### TASK PROMPT
Return the lines below exactly, from the first one through the line that has "the remaining images.". Leave out everything after it.

### DATA RECORDS
Issue #213, opened 2017-11-16
Starting kube-spawn fails if the images are already there


iaguis:
Trying to start kube-spawn when the (cloned) node images are present results on errors.

```
# ./kube-spawn start
using config from /var/lib/kube-spawn/default
using "coreos" base image from /var/lib/machines
spawning cluster "default" (3 machines)
Image resized.
Resize '/var/lib/machines' of 'max'
waiting for machine "kubespawndefault2" to start up
waiting for machine "kubespawndefault0" to start up
waiting for machine "kubespawndefault1" to start up
failed to start machine: error cloning image: "/bin/machinectl clone coreos kubespawndefault0" failed: Could not clone image: File exists
failed to start machine: error cloning image: "/bin/machinectl clone coreos kubespawndefault1" failed: Could not clone image: File exists
failed to start machine: error cloning image: "/bin/machinectl clone coreos kubespawndefault2" failed: Could not clone image: File exists
not all machines started
```

The current workaround is running

```
$ sudo machinectl remove kubespawndefault{0,1,2}
```

I think we should remove them ourselves, or reuse them.

PR #214, opened 2017-11-16
cmd/kube-spawn: retry to remove image until it succeeds

dongsupark:
Sometimes `kube-spawn stop` succeeded, but afterwards kube-spawn is not able to remove `kubespawndefault*` images, because of errors like `device or resource busy`. That makes the next round of starting clusters fail because of the remaining images.

This happens simply because it takes some time until nspawn containers can release every resource. So we need to retry to remove image until it succeeds, up to 15 * 0.5 sec = 7.5 sec.

Fixes https://github.com/kinvolk/kube-spawn/issues/213


dongsupark:
FYI, one travis failure was just a flaky one, which you can ignore.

### ANSWER TO THIS EXERCISE
Issue #213, opened 2017-11-16
Starting kube-spawn fails if the images are already there


iaguis:
Trying to start kube-spawn when the (cloned) node images are present results on errors.

```
# ./kube-spawn start
using config from /var/lib/kube-spawn/default
using "coreos" base image from /var/lib/machines
spawning cluster "default" (3 machines)
Image resized.
Resize '/var/lib/machines' of 'max'
waiting for machine "kubespawndefault2" to start up
waiting for machine "kubespawndefault0" to start up
waiting for machine "kubespawndefault1" to start up
failed to start machine: error cloning image: "/bin/machinectl clone coreos kubespawndefault0" failed: Could not clone image: File exists
failed to start machine: error cloning image: "/bin/machinectl clone coreos kubespawndefault1" failed: Could not clone image: File exists
failed to start machine: error cloning image: "/bin/machinectl clone coreos kubespawndefault2" failed: Could not clone image: File exists
not all machines started
```

The current workaround is running

```
$ sudo machinectl remove kubespawndefault{0,1,2}
```

I think we should remove them ourselves, or reuse them.

PR #214, opened 2017-11-16
cmd/kube-spawn: retry to remove image until it succeeds

dongsupark:
Sometimes `kube-spawn stop` succeeded, but afterwards kube-spawn is not able to remove `kubespawndefault*` images, because of errors like `device or resource busy`. That makes the next round of starting clusters fail because of the remaining images.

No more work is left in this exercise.